Strategie De ontwikkeling van de wijk zal zich over een langere periode uitstrekken. Bij de huidige verwachtingen gaat het om een ontwikkelingstijd van circa 15 jaar. Het is nu niet te overzien welke technische en financiële ontwikkelingen zich in die tijd zullen voordoen voor of welke stimuleringsinstrumenten vanuit de overheid beschikbaar komen. Deze ontwikkelingen hebben een enorme impact op de haalbaarheid van verschillende duurzaamheidmaatregelen die getroffen kunnen worden. Hiermee wordt rekening gehouden door telkens per fase te bepalen welke concrete maatregelen kunnen worden gerealiseerd binnen de juridische en financiële kaders. Waar we kunnen werken we binnen de gestelde kaders zo duurzaam mogelijk. We vragen de bouwers hun best te doen om de woningen zo duurzaam mogelijk te maken.

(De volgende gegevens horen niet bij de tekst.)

PR #1096, opened 2016-05-02
schemas: fix hep collections bug

jacenkow:
* Removes string type of items in collections field.


jacquerie:
Thanks! Will merge immediately after green build.

PR #1103, opened 2016-05-09
docker: add ignore and update lib

jalavik:
Thanks to @mihaibivol and @jacquerie


jalavik:
Can be merged without CI as it is not part of our CI.

PR #1104, opened 2016-05-09
docs: brings back docs

jalavik:
Brings back docs from v2 branches.

To build do: `sphinx-build -qnNW docs docs/_build/html`.


INSTALL.rst
```diff
@@ -91,8 +91,3 @@ Access the record (web/rest)
 
    firefox http://localhost:5000/records/1
    curl -i -H "Accept: application/json" http://localhost:5000/api/records/1
-
-
-======
-ENJOY!
-======
```
kaplun: No!? We shall be sad?

docs/grobid.rst
```diff
@@ -0,0 +1,74 @@
...
+The models available after cloning are not using the new available training
+data. To generate the new ones we need to go inside of the root folder and
+call:
+
+.. code-block:: bash
+
+    $ cd grobid
+    $ java -Xmx1024m -jar grobid-trainer/target/grobid-trainer-0.3.4-SNAPSHOT.one-jar.jar 0 $MODEL -gH grobid-home
+
+where ``$MODEL`` is the model we want to train. Note that there's new data
```
kaplun: Is there more information on what is a `$MODEL`? Can you add some online pointer?

jacquerie: That would be http://grobid.readthedocs.io/en/latest/Training-the-models-of-Grobid/, but in fact the only models that makes sense to train are the ones listed below (`segmentation` and `header`).

kaplun: I miss something: "should I put really the word `segmentation` there? And where the input is provided?

jacquerie: Yes, you should put the word `segmentation` there. Training data (the input) MUST be in folder `grobid-trainer/resources/dataset/$MODEL/corpus`.

jalavik: So shall I update something here or are we okay to 🚢  for now?

INSTALL.rst
jalavik: Hehe, I brought it back, but without the headline causing issues with table of contents.

docs/grobid.rst
jacquerie: For me, :shipit:, but let's hear what @kaplun says.

kaplun: Ah no please go on! We can always fix it later.

kaplun: Is there just a reference that can be put (E.g. to official grobid documentation) to exaplain how the corpus should be structured then?

PR #1083, opened 2016-04-26
format: Job detailed record

nikpap:
capture d ecran 2016-05-09 a 11 24 28

Signed-off-by: Nick Papoutsis <admin@nils.gr>

PR #1115, opened 2016-05-13
tests: integration tests for exporters

jacquerie:


tests/integration/test_latex_exporting.py
```diff
@@ -0,0 +1,64 @@
...
+
+@pytest.mark.xfail(reason='wrong output')
+def test_format_latex_eu(app):
+    article = get_db_record('literature', 4328)
+    today = date.today().strftime('%d %b %Y')
+
+    expected = u'''%\cite{Glashow:1961tr}
+\\bibitem{Glashow:1961tr}
+  S.~L.~Glashow,
+  %``Partial Symmetries of Weak Interactions,''
```
jacquerie: @kaplun Here is where we are missing the ending quotes in the actual output.

jacquerie:
I will rebase after merging #1083, but other than that this looks good to go.

inspirehep/modules/theme/jinja2filters.py
```diff
@@ -218,26 +218,6 @@ def remove_duplicates_from_dict(value):
...
-def cv_latex(record):
-    return Cv_latex(record).format()
-
-
-@blueprint.app_template_filter()
-def cv_latex_html_text(record, format_type, separator):
-    return Cv_latex_html_text(record, format_type, separator).format()
-
-
-@blueprint.app_template_filter()
```
kaplun: Can you explain better in the commit log why you are removing them? What is there instead?

tests/integration/test_latex_exporting.py
```diff
@@ -0,0 +1,64 @@
...
+from inspirehep.utils.latex import Latex
+from inspirehep.utils.record_getter import get_db_record
+
+import pytest
+
+
+@pytest.mark.xfail(reason='wrong output')
+def test_format_latex_eu(app):
+    article = get_db_record('literature', 4328)
+    today = date.today().strftime('%d %b %Y')
```
kaplun: There's a slight chance that this fails if the test is run after midnight but the records where loaded before midnight... I wonder if there is a `py.test` pattern for mocking the system time.

jacquerie: I'd say that if we are running builds around midnight we probably have bigger problems than a flaky test :D

jacquerie: Mocking system time is actually a little trickier than it looks because most data structures that hold the time are immutable. It can be done, like I did for unit tests, but I'd rather not put too much mocking/logic inside of an integration test. I'm already dissatisfied for having to do `+ today`...

kaplun:
I think it's good to go then

inspirehep/modules/theme/jinja2filters.py
jacquerie: Sure! The gist: we no longer use that code, just the serializers.

jacquerie:
Then :ship:

PR #1116, opened 2016-05-17
WIP global: invenio-collections initial usage

jmartinm:

### DIFF
--- a/INSTALL.rst
+++ b/INSTALL.rst
@@ -23,7 +23,15 @@ Next, install and build assets:
    (inspirehep)$ inspirehep assets build   # NOTE: Might give an error about missing `minjs`, pip install it to fix.
 
 
-Next, create the database and database tables if you haven't already done so:
+Next, create the ElasticSearch Indices and Aliases (this should be done before database init for collection percolators to work):
+
+.. code-block:: console
+
+   (inspirehep)$ inspirehep index init
+
+**NOTE:** you have to install the analysis-icu plugin for this command to work.
+
+Next, create the database and database tables:
 
 .. code-block:: console
 
@@ -55,16 +63,6 @@ Start honcho
 And the site is now available on `http://localhost:5000`.
 
 **PS: Note the new port!**
-
-
-Create ElasticSearch Indices and Aliases
-~~~~~~~~~~~~~~~~~~~~~~~~~~~~~~~~~~~~~~~~
-
-.. code-block:: console
-
-   (inspirehep)$ inspirehep index init
-
-Note, that you have to install the analysis-icu plugin for this command to work.
 
 
 Add demo records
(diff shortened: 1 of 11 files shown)


jmartinm:
Can be merged after https://github.com/inveniosoftware/invenio-collections/pull/53

jmartinm:
I think we can now name our main collection `Literature` instead of `HEP`, that will make it easier for display (and for functions like [this](https://github.com/inspirehep/inspire-next/blob/master/inspirehep/modules/theme/jinja2filters.py#L398) and [this](https://github.com/inspirehep/inspire-next/blob/master/inspirehep/modules/theme/jinja2filters.py#L685)

INSTALL.rst
```diff
@@ -23,7 +23,15 @@ Next, install and build assets:
...
-Next, create the database and database tables if you haven't already done so:
+Next, create the ElasticSearch Indices and Aliases (this should be done before database init for collection percolators to work):
+
+.. code-block:: console
+
+   (inspirehep)$ inspirehep index init
+
+**NOTE:** you have to install the analysis-icu plugin for this command to work.
+
+Next, create the database and database tables:
```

Verder laten we ruimte als er partijen bereid zijn te investeren in meer duurzaamheid. Zo faciliteren we particulier opdrachtgeverschap. Hierbij kunnen mensen ervoor kiezen om hun woning energiezuinig of zelfs energieneutraal te maken door de toepassing van duurzame technologieën. Vanuit de gemeente publiceren we de resultaten die gehaald worden wat als prikkel kan dienen voor andere partijen om ook te investeren in duurzaamheid. In de volgende paragrafen wordt de huidige stand van zaken in de plannen voor Westergouwe vergeleken met de indicatoren voor duurzaamheid en per indicator aangegeven welke maatregelen er mogelijk zijn om de score te verbeteren.
Pagina 7
Duurzaamheid algemeen Ambities SOK Woningen worden uitgevoerd met kostenneutrale en vaste maatregelen uit het Nationaal Pakket Duurzaam Bouwen; Deze doelstelling uit de SOK is inmiddels verouderd. In plaats van het voorschrijven van één maatregelenpakket wordt uitgegaan van een ontwerpvrijheid bij de ontwikkelaar. Met het instrument GPR gebouw kan het effect van verschillende pakketten van maatregelen op een duurzaamheidscore per woning in kaart worden gebracht. De gemeente streeft ernaar om dit instrument bij alle ontwikkelaars als instrument in te zetten en zal het daarom actief onder de aandacht brengen. Minimaal 70% zongerichte verkaveling wordt toegepast; In het schetsontwerp Westergouwe fase 1 van maart 2012 zijn 436 van de 524 woningen zongericht verkaveld. Hierin wordt er van uit gegaan dat een woning zon georiënteerd is als één van de gevels een oriëntatie heeft binnen het gebied zuidoost tot zuidwest. Het gemiddelde percentage komt hiermee op 83% en voldoet dus ruimschoots aan de norm.
Pagina 8
DPL Bij de duurzaamheidsprestatie op locatie (DPL) wordt vergeleken met de referentiewijk: “Woonwijk, laag en middelbouw, rond 2008” uit het DPL programma. Een referentiewijk in DPL is een theoretisch geconstrueerde wijk waarin geen bijzondere maatregelen zijn getroffen voor duurzaamheid en waarin net wordt voldaan aan de eisen uit regelgeving. Referentiewijken scoren in het DPL programma altijd net een voldoende, het schoolcijfer 6, op elk van de DPL aspecten. Voor de DPL is geen ambitie in de SOK vastgesteld. Echter, deze wordt wel gebruikt om een indruk te krijgen van de duurzaamheid op wijkniveau. Hieruit blijkt het volgende.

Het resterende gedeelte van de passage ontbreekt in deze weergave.